Harry looked down at the floor.

Billy didn’t comprehend, and said, “Well?”

Then Harry said, “Exercise.”

“Don’t tell that to Rufus, who thinks exercise is the leading cause of death. He’ll have another heart attack. I remember him when he was so skinny the doctor told him to drink cabinets—that’s what they call milkshakes in Rhode Island, where he’s from. We were at Groton together. He added rum and drank a lot of them.”

“What else does he do?”

“Bank notes.”

“Bank notes?”

“He prints money for chickenshit countries all over the world that can’t even stand up a press. Do you realize the potential of that? He does. Put it this way: sometimes it’s necessary, for technical reasons, to keep samples. He inherited the business from his father in the days when things were loosey-goosey. When we were kids, we found an unusual room in his barn. It was behind heavy wooden doors that were padlocked, but we were small enough to squeeze through the hay chute. Instead of hay, that room was filled with money. Wonderful, colorful, wrapped in packets. We rolled and swam in them and couldn’t get to the bottom. The pile was at least eight feet high and it lapped up against the walls. There must have been a hundred million dollars in that barn. I mean, wouldn’t you?”

“I might.”

“Depending on how much he put aside, the effect would be to elevate prices a bit in Bolivia or Mongolia. If their governments had an inflationary monetary policy, which they usually did, he was just helping them along. It was sweet, but I wouldn’t mention it. And no one can prove it.”

“He prints money.”

“He does. Everyone’s dream, and it’s legal.”

“How long can that last?”

“Forever, Harry, in one form or another.”

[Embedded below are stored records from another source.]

PR #1795, opened 2021-05-18
Write schedules to their source config files

seancdavis:
Note that this can be merged separate of #1796, but will likely run into some conflicts before we can merge. I pulled them apart so you could review separately. But I can handle merging and conflict resolution.

### DIFF
--- a/core/src/models/Source.ts
+++ b/core/src/models/Source.ts
@@ -294,11 +294,14 @@ export class Source extends LoggedModel<Source> {
       options,
     };
 
-    const schedule = await this.$get("schedule");
-    if (schedule) {
-      const scheduleConfigObject = await schedule.getConfigObject();
+    const setSchedule = async () => {
+      if (!this.schedule) return;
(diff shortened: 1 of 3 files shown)


core/src/models/Source.ts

A car moved slowly up the driveway, through sea air that was salty and flashing with fireflies. When it stopped, nothing happened. It was as if it had driven there by itself, turned off its lights, and gone to sleep. Head cocked, Billy said, “I can guarantee you that they’re not necking. Rufus has yet to wake up. Give it a couple of minutes.” He listened. The waves sounded close in the silence. And then a car door opened and closed. “That’s Bridget, getting out.” There was a faint crunch. “She’s walking around the car. The other door.” A minute later, they heard people coming up the steps. Evelyn met them. Bridget and Rufus fell through the front hall into the living room. She guided Rufus to a chair, and he collapsed into it with a single wheeze.

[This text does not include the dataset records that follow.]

PR #1796, opened 2021-05-18
Add ability to edit config files

seancdavis:
This adjusts the current locking mechanism for code config when in Config UI mode (i.e. `process.env.GROUPAROO_RUN_MODE = "cli:config"`). Objects that are loaded from JSON files are unlocked, while JS files are locked. This should not adjust the locking pattern when in start/run mode for either Community or Enterprise.

Note that we're now assuming that there is parity between the Loader(s) and the Writer — that all appropriate loaders cache the proper `locked` value in the database. The Writer then does not cached files it expects to be locked, such that it simply ignores them altogether.

I added some comments to that effect in the individual config loaders. I also added a big comment with updated logic on how the Loader and Writer work together with one another.

### DIFF
--- a/core/src/modules/configLoaders/app.ts
+++ b/core/src/modules/configLoaders/app.ts
@@ -19,34 +19,22 @@ export async function loadApp(
   let isNew = false;
   validateConfigObjectKeys(App, configObject);
 
-  let locked: string;
-  if (process.env.GROUPAROO_RUN_MODE !== "cli:config") {
-    locked = getCodeConfigLockKey();
-  } else if (ConfigWriter.isLockable(configObject)) {
-    locked = ConfigWriter.getLockKey();
-  }
-
-  let getParams: { id: string; locked?: string } = { id: configObject.id };
-  if (locked) getParams.locked = locked;
-
-  let createParams: {
-    id: string;
-    name: string;
-    type: string;
-    locked?: string;
-  } = {
-    id: configObject.id,
-    name: configObject.name,
-    type: configObject.type,
-  };
-  if (locked) createParams.locked = locked;
-
+  // We assume we will always have to create a new object when in config mode,
+  // so it is safe to leave locked in the find query.
   let app = await App.scope(null).findOne({
-    where: getParams,
+    where: {
+      id: configObject.id,
+      locked: getCodeConfigLockKey(),
+    },
   });
   if (!app) {
     isNew = true;
-    app = await App.create(createParams);
+    app = await App.create({
+      id: configObject.id,
+      name: configObject.name,
+      type: configObject.type,
+      locked: ConfigWriter.getLockKey(configObject),
+    });
   }
 
   await app.update({ type: configObject.type, name: configObject.name });
@@ -71,6 +59,9 @@ export async function loadApp(
 }
 
 export async function deleteApps(ids: string[]) {
+  // Since this method is only used when config is loaded and because we assume
+  // the db is ephemeral, we can target locked objects, even though this will
+  // always return zero objects when in config mode.
   const apps = await App.scope(null).findAll({
     where: { locked: getCodeConfigLockKey(), id: { [Op.notIn]: ids } },
   });
--- a/core/src/modules/configLoaders/app.ts
+++ b/core/src/modules/configLoaders/app.ts
@@ -9,6 +9,8 @@ import {
 import { App } from "../..";
 import { Op } from "sequelize";
 
+import { ConfigWriter } from "../configWriter";
+
 export async function loadApp(
   configObject: ConfigurationObject,
   externallyValidate: boolean,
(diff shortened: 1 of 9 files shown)


core/src/modules/configLoaders/app.ts
```diff
@@ -17,16 +19,21 @@ export async function loadApp(
   let isNew = false;
   validateConfigObjectKeys(App, configObject);
 
+  // We assume we will always have to create a new object when in config mode,
+  // so it is safe to leave locked in the find query.
```
seancdavis: Dropping these in every loader. Happy to remove if you feel like it is unnecessary. The locked logic was starting to feel a little tangled, so I did this to help future devs.

core/src/modules/configLoaders/app.ts
```diff
@@ -52,6 +59,9 @@ export async function loadApp(
 }
 
 export async function deleteApps(ids: string[]) {
+  // Since this method is only used when config is loaded and because we assume
+  // the db is ephemeral, we can target locked objects, even though this will
+  // always return zero objects when in config mode.
```
seancdavis: Same here. This is duplicated in each of the relevant loaders.

core/src/modules/configWriter.ts
```diff
@@ -18,7 +21,32 @@ type WritableConfigObject = {
...
+ *
+ * Writing
+ * ----------------------------------------
+ * 1. Delete all files in the cache.
+ * 2. Query the database for all writable objects. These are UNLOCKED Apps,
+ *    Sources (and their Schedules), Properties, Groups, and Destinations.
+ * 3. Each config object is retrieved from the model, written to file, and then
+ *    cached.
+ *
+ */
```
seancdavis, line 47: This felt like a lot to have in this file. It really helped me work through it and pull it together. I didn't come up with a better place to put this, but happy to move or remove it.

seancdavis (commented):
A few comments for context here. Happy to talk through it if it's confusing what is happening here.

core/src/modules/configLoaders/app.ts
evantahler: I think the comment here is a bit confusing:  This method is likely to be run on a "real" database - `grouparoo start,run,apply` all do it.  Apps that are no longer in the config will be deleted.

core/src/modules/configWriter.ts
```diff
@@ -36,15 +64,78 @@ export namespace ConfigWriter {
...
+    if (isLockable(configObject)) {
+      return "config:writer";
+    }
+    return null;
+  }
+
+  function fileIsLockable(absFilePath: string): boolean {
+    // Otherwise, it is lockable if it is a JS file.
+    const ext = path.extname(absFilePath);
+    return ext === ".js";
```
evantahler: This is a good check - TS files will also be non-lockable

core/src/modules/configWriter.ts
```diff
@@ -36,15 +64,78 @@ export namespace ConfigWriter {
...
+  }
+
+  function isLockable(object: ConfigurationObject) {
+    const isMatch = (o) => o.id === object.id && o.class === object.class;
+    const cachedFileObj: CachedConfigFile = CONFIG_FILE_CACHE.find(
+      (cache) => cache.objects.filter(isMatch).length > 0
+    );
```
evantahler, line 121: Will this get weird when https://github.com/grouparoo/grouparoo/pull/1795 is merged in (2 objects in one file)?

evantahler (commented):
I like the approach of re-using `model.locked`.

You asked about project layout - I think where you have it is OK.  You could also make a few sub-files in `core/src/modules/configWriter/*` if you wanted to split up some of the big files.

(idea; might be terrible) I wonder if there's a way to store even more data in `model.locked`, so you don't need to rely on CONFIG_FILE_CACHE at all. maybe `app.locked = JSON.stringify({new: true, originalFile: '/path/to/file', writable: false})`

core/src/modules/configLoaders/app.ts
bleonard: I'm not sure these comments help me. maybe something in the `ConfigWriter.getLockKey` function instead as to why it is null.

core/src/modules/configWriter.ts
bleonard: maybe it's `!== "json"`

core/src/modules/configWriter.ts
seancdavis: It _shouldn't_. This checks against the object itself. So if both a source and a schedule are loaded from the same file, they will both either be locked or not, based on the file extension.

We don't have to worry about the object being an array based on how this is being used today.

seancdavis:
@evantahler @bleonard Updated with cleaner comments.

>  I wonder if there's a way to store even more data in model.locked, so you don't need to rely on CONFIG_FILE_CACHE at all. maybe app.locked = JSON.stringify({new: true, originalFile: '/path/to/file', writable: false})

That's certainly doable. Not sure if it gives us an advantage in some way. Do you feel like it's worth exploring?

evantahler:
re: https://github.com/grouparoo/grouparoo/pull/1796#issuecomment-844402422

Nah, if what you have is working, go with it!  That's a potentially maybe refactor for later, if at all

He wasn’t that big, but he was shaped like a buoy, and his threadbare gray hair was arranged in lines across the splotched but glossy top of his head. With eyes that were jaundiced and red, he looked at Harry, and then turned to Billy. “Who the hell is that? Is that Victor’s replacement?”

Rudely ignoring Harry, Rufus started to talk to Billy in short, incomprehensible exchanges that, almost a code, were ungrammatical and heavily laden with names, terms, and grunts. But just as this was heating up, Catherine appeared on the porch and beckoned to Harry. A second later the screen door banged shut, and they were walking through the garden.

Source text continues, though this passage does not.